AIM OF THE TASK:
Reproduce every line of the material, exactly as given.

INPUT MATERIAL:

PR #6343, opened 2024-09-10
🎨 [Frontend] Workspaces & Folders: Show them as a tree

odeimaiz:
## What do these changes do?

- [x] Show them as a tree
- [x] Remove the My Studies and Shared Studies filters

## Dev-ops checklist

### DIFF
--- a/services/static-webserver/client/source/class/osparc/dashboard/ResourceBrowserBase.js
+++ b/services/static-webserver/client/source/class/osparc/dashboard/ResourceBrowserBase.js
@@ -372,6 +372,14 @@ qx.Class.define("osparc.dashboard.ResourceBrowserBase", {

RESPONSE AREA:
PR #6343, opened 2024-09-10
🎨 [Frontend] Workspaces & Folders: Show them as a tree

odeimaiz:
## What do these changes do?

- [x] Show them as a tree
- [x] Remove the My Studies and Shared Studies filters

## Dev-ops checklist

### DIFF
--- a/services/static-webserver/client/source/class/osparc/dashboard/ResourceBrowserBase.js
+++ b/services/static-webserver/client/source/class/osparc/dashboard/ResourceBrowserBase.js
@@ -372,6 +372,14 @@ qx.Class.define("osparc.dashboard.ResourceBrowserBase", {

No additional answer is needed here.